J: It begins with truly caring about diversity, and injecting recruiting resources (time, effort, money, people) into places where diverse talent exists.  We have an Inclusion and Diversity Specialist on our HR team, whose job is not to recruit against aggressive targets, but instead to ensure that SendGrid is well represented – involved and participating in dialogues – among diverse groups.  It’s not a check-in-the-box for us; we, as an organization, have a passionate and genuine interest in diversity and inclusion that extends well outside our organization.

You never want to compromise finding and hiring the right person; it’s not about profiling or setting targets.  It’s about having genuine and authentic representation and interests in diverse places:  sponsoring, posting, hosting and presenting among groups, conferences, meetups and websites that promote gender, minority and LGBT diversity.  It requires having community ambassadors who embody the company culture and values, who make efforts to seek out talent in unique and diverse places.

If your company is truly invested in diversity, it follows that it will attract diverse people.  People know when a company’s diversity efforts are meaningful and sincere, versus disingenuous and quota-driven.  The difference is a genuine interest and investment in, and passion for, diversity.    

E: Poaching from specific companies/teams: any issues with this or is it acceptable in the recruiting space?

J: Recruiting is, in most markets, a hyper-competitive occupation.  Qualified people in many industries, like technology, are in very high demand and extremely limited supply.  In economic terms, there’s a labor shortage, or “insufficiency in the labor force.”  As such, many recruiters are in a rather precarious position:  they have intense demands for very scarce resources.

One of the first questions recruiters typically ask a hiring manager when launching a new search is, “are there any companies I should be targeting?” which immediately invokes the ethical dilemma:  is it wrong to deliberately do something that has the potential to negatively impact the success of another organization?  That’s the nature of free enterprise, right?  Well, yes, but…

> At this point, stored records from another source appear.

PR #1003, opened 2026-09-17
ci: connect the aspect-cli jobs to Aspect Cloud

joshcbarnes:
Points the three jobs that run Bazel through the Aspect CLI — `format-aspect-cli`, `lint-aspect-cli`, `aspect-test` — at Aspect Cloud's remote cache and BES. They run on stock GitHub-hosted runners, which have no cache of their own.

Draft: opened to exercise the one thing that cannot be validated locally — the `ASPECT_OSS_API_TOKEN` → JWT exchange.

### What it takes

`setup-aspect` already pipes its `aspect-api-token` input into `aspect auth login --with-api-token`. That login records a credential but **no endpoints**, and Aspect Cloud's built-in entry ships with none, so a token alone leaves `--remote` with nothing to wire. The endpoints come from a committed `.aspect/config.json`, which the CLI finds through `$ASPECT_WORKSPACE` — pinned to the checkout root, since the example jobs build from subdirectories. That variable selects only the deployment list, never which `.aspect/config.axl` a task loads, so each example keeps its own lint aspects.

`REMOTE_FLAG` is `--remote` when the secret is present and empty otherwise, which is every fork PR: forks get no org secrets, the login never runs, and `--remote` would reach the cache with no credential.

### Why the version bump

The pin was 2026.25.20, which predates the deployment feature — no `--remote`, no `aspect auth status`/`configure`. All 27 pins move to 2026.38.14 together so the root and the examples stay on one version. `--task-key` is deprecated there, so the three call sites move to `--task:name`.

`integration-test` is deliberately left alone: its bats tests assert on `aspect lint` output, and a BES stream adds a `Streaming build results to:` line.

### Verified locally

Run from `examples/starlark` with `ASPECT_WORKSPACE` at the repo root — the CI shape:

```
INFO: Using deployment 'aspect-cloud' for remote cache (grpcs://cache.aspect.build)
INFO: Streaming build events to grpcs://bes.aspect.build.
INFO: Streaming build results to https://app.aspect.build/i/…
INFO: 1023 processes: 3 remote cache hit, 1016 internal, 4 darwin-sandbox.
```

The example's own `config.axl` still registered its Buildifier aspect, so `ASPECT_WORKSPACE` did not hijack config loading. With `REMOTE_FLAG` empty the build runs clean with nothing Aspect-specific wired. Every `config.axl` in the repo loads under 2026.38.14.

### What this PR is meant to prove

Local runs used a browser login, not the token, so CI is the first exercise of:

- [ ] `ASPECT_OSS_API_TOKEN` exchanges for a JWT. **Note:** setup-aspect `core.warning`s rather than fails on a bad login, so check the `Exchange ASPECT_API_TOKEN for a session JWT` group explicitly — a green setup step does not mean it worked.
- [ ] That account has cache/BES write access for the org.
- [ ] The three jobs print the `Using deployment 'aspect-cloud'` and `Streaming build results to` lines.
- [ ] The version bump holds across all 27 workspaces on Linux (only `examples/starlark` was exercised, on macOS).


joshcbarnes:
## CI results — 90/90 green

The token path works. From `aspect-test (., bazel-7)`:

```
##[group]Exchange ASPECT_API_TOKEN for a session JWT
Persisted Aspect session JWT for downstream `aspect` invocations
INFO: Using deployment 'aspect-cloud' for remote cache (grpcs://cache.aspect.build)
INFO: Streaming build events to grpcs://bes.aspect.build.
INFO: Streaming build results to https://app.aspect.build/i/0017f0ce-…
INFO: 1009 processes: 557 disk cache hit, 40 remote cache hit, 412 internal.
```

`lint-aspect-cli (examples/java)` reports **985 remote cache hits**, so the cache reaches the examples too.

## Known gap: only 3 invocations reach the Web UI

`format`, `lint` and the bats `aspect lint` calls wire the remote cache but stream **no** build events, so only the three `aspect-test` jobs appear in the UI. This is not a misconfiguration here — it is aspect-build/aspect-cli#1455, which is still open and therefore absent from the 2026.38.14 pin:

> `--remote=bes` reached `build` and `test`, and silently streamed nowhere for `format`, `gazelle`, `lint`, `run`, `warming`, and `delivery`.

The cache half lands in `BazelTrait.base_flags`, which every task reads generically; the BES half sat on `BazelTrait.bes_backends`, which only `build`/`test`'s spawn path passed through. Reproduced locally: `aspect build --remote` streams BES, `aspect lint --remote` and `aspect format --remote` do not.

**Follow-up:** once #1455 merges and ships, bump the pin — no change needed in this repo. That should take this CI from 3 hosted invocations to roughly 60.

## Verification status

- [x] `ASPECT_OSS_API_TOKEN` exchanges for a JWT
- [x] The account has cache access (remote cache hits in both root and examples)
- [x] BES write access — proven by `aspect-test`; the other jobs are blocked on #1455, not on permissions
- [x] Version bump holds across all 27 workspaces on Linux
- [ ] `integration-test`'s cache use is unverified by log — bats `run` captures `aspect lint`'s output, so its INFO lines never reach the job log. Token and `--remote` are provably in the job env and the tests pass.

.aspect/config.json
```diff
@@ -0,0 +1,19 @@
+{
+  "_comment": "Generated by `aspect auth configure api.aspect.build --login=false`. Committed so CI runners know cache.aspect.build/bes.aspect.build are Aspect Cloud's; found via $ASPECT_WORKSPACE. Regenerate with that command.",
```
jbedard, line 2: Generated yet we have to check it in?

examples/cpp/.bazelrc
```diff
@@ -1,3 +1,8 @@
+# Aspect's rc for vanilla `bazel`. Generated at the repository root by
+# `aspect setup bazelrc`; regenerate there, not here. %workspace% is this
+# example, so `../..` reaches the root the examples share.
+try-import %workspace%/../../.aspect/bazelrc
```
jbedard, line 4: `import`?

examples/csharp/.bazelrc
```diff
@@ -0,0 +1,4 @@
+# Aspect's rc for vanilla `bazel`. Generated at the repository root by
+# `aspect setup bazelrc`; regenerate there, not here. %workspace% is this
+# example, so `../..` reaches the root the examples share.
+try-import %workspace%/../../.aspect/bazelrc
```
jbedard, line 4: `import`?

.bazelrc
```diff
@@ -1,3 +1,6 @@
+# Aspect's rc for vanilla `bazel`, maintained by `aspect setup bazelrc`.
+try-import %workspace%/.aspect/bazelrc
```
jbedard, line 2: `import`?

examples/shell/test/lint_test.bats
```diff
@@ -11,7 +11,7 @@ EOF
 }
 
 @test "should produce reports" {
-	run aspect lint --strategy=soft --tips:silence=add-aspect-api-token-github-actions -- //src/...
+	run aspect lint $REMOTE_FLAG --strategy=soft --tips:silence=add-aspect-api-token-github-actions -- //src/...
```
jbedard, line 14: If unset and a user runs this locally this will just be empty and work fine?

.github/workflows/workspace_status.sh
```diff
@@ -0,0 +1,72 @@
+#!/usr/bin/env bash
```
jbedard, line 1: This file is ugly

jbedard (approved):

“Poaching” or “targeting” can be a gamble, both for the recruiter and the company he or she represents.  It sets an us-vs.-them precedent that can compromise partnerships, customers, executive and board relationships, and a company’s reputation, and it can significantly impact the trajectory of both companies over time.  Of course, equally unethical (and illegal?) is the converse:  no-hiring pacts (see this article – Pixar, Lucasfilm, Apple and Google, have all been embroiled in lawsuits over handshake agreements to not hire each other’s people).

The short answer:  “poaching” is near-sighted.  It might fill seats, but at what cost?  A much more strategic and sustainable approach is to form meaningful relationships with recruiting peers across a city or industry (or both).  Meet regularly to talk about best practices, challenges and opportunities for collaboration.  Think of ways to work together to attract more relevant talent to your geographic area.  Try to build a community of practice rather than a hyper-competitive, cutthroat and divisive industry.  Share the wealth and proliferate good will.  Doing the right thing (almost) always pays dividends.

Inevitably, recruiting involves hiring from competitors in the talent market but, as a best practice, I do my best to avoid concertedly poaching from or actively targeting other companies. Call it karma.